We're supposed to feel a tad guilty when our lawns aren't perfect; it helps the 35 billion a year (US) "gardening" industry.

There's an interesting article over at Counterpunch:

quote:

Eat Your Lawn
The Lawn Racket
By STAN COX


In a 2003 look at the lawn industry, Paul Robbins and Julie Sharp of Ohio State University cited studies showing that to homeowners, "property values are clearly associated with high-input green-lawn maintenance and use," so many Americans have "associated moral character and social responsibility with the condition of the lawn."

How can a patch of ground that delivers fertilizer-laden pollution into streams, greenhouse gases and a terrible racket into the atmosphere, and pesticide residues into the neighbor's dog -- and probably the neighbor -- come to embody "moral character and social responsibility"?


I just bought one of the "old is new again" all manual push mowers.
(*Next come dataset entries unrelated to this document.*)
PR #1216, opened 2022-02-05
Enforce auto pre-commit/pre-push formatting and testing via Husky

salty-flower:
## Description
Husky is already added in #167, but not automatically installed to the working directory. It is a bit annoying to find commits failed the tests with a red cross only due to format issues after pushing to GitHub.

## Change
I added one line to `package.json` under `scripts` and Husky seems to work fine.
https://github.com/source-academy/js-slang/blob/659ecd8d0d2f0f5da4b36a7b77c112089e0333ab/package.json#L53
Also, `eslint-plugin-simple-import-sort` is added as a dependency to enforce import sorting, since this repository's Action warns this.
https://github.com/source-academy/js-slang/blob/659ecd8d0d2f0f5da4b36a7b77c112089e0333ab/.eslintrc.json#L46
This PR also formats all existing code with respect to current rules.

### DIFF
--- a/.eslintrc.json
+++ b/.eslintrc.json
@@ -14,7 +14,10 @@
     "project": "tsconfig.json",
     "sourceType": "module"
   },
-  "plugins": ["@typescript-eslint"],
+  "plugins": [
+    "@typescript-eslint",
+    "simple-import-sort"
+  ],
   "rules": {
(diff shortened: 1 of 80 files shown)


martin-henz (approved):
Great idea. Thanks!

Issue #1097, opened 2021-08-13
Multiple import statements result in multiple tabs generated


chownces:
This bug was discovered by a student. See https://share.sourceacademy.nus.edu.sg/tworunes. There are also 2 runes generated instead of 1.

leeyi45:
# Proposed solution
## Outcome
- This solution should cause modules' tabs to be generated only once regardless of the number of times it is imported.

Add an array containing the names of modules previously imported to the evaluation context.
```ts
export interface Context<T = any> {
  /**
   * Names of modules that have already been imported
   */
  importedModules?: string[]
}
```

When `appendModulesToContext` is called to add the module's tabs, check if they have already been previously added.

```ts
function appendModulesToContext(program: Program, context: Context): void {
  if (context.modules == null) { 
    context.modules = []
    context.importedModules = []
  }

  for (const node of program.body) {
    if (node.type !== 'ImportDeclaration') break
    const moduleName = (node.source.value as string).trim()

    // Check if the module's content has already been imported before
    // Avoid loading its tabs again if it has
    if(!context.importedModules?.includes(moduleName)) { 
        context.importedModules?.push(moduleName);
        Array.prototype.push.apply(context.modules, loadModuleTabs(moduleName))
    }
  }
}
```

This prevents the module's tabs from being added to the context multiple times.

Issue #29, opened 2018-08-15
Rest parameter syntax not caught as SyntaxError


ningyuansg:
```
function f(x, ...rest){
    return rest;
}
```

should raise a syntax error, but does not.

martin-henz:
Haha, I beat you to this!

ningyuansg:
oops

ningyuansg:
Closing in favour of #28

Little noise, no fumes, it doesn't spew grass violently backwards so I can cut the lawn barefoot in sandals. Doesn't do a perfect job but lots of people use them on this street and getting used to it.

Frankly my snobbery is reverse; I look at a perfectly manicured monoculture crop lawn and think; "Well, I guess they know nothing of the manner in which chemicals developed for trench warfare in WWI became a multibillion dollar agricultural industry. Idiots."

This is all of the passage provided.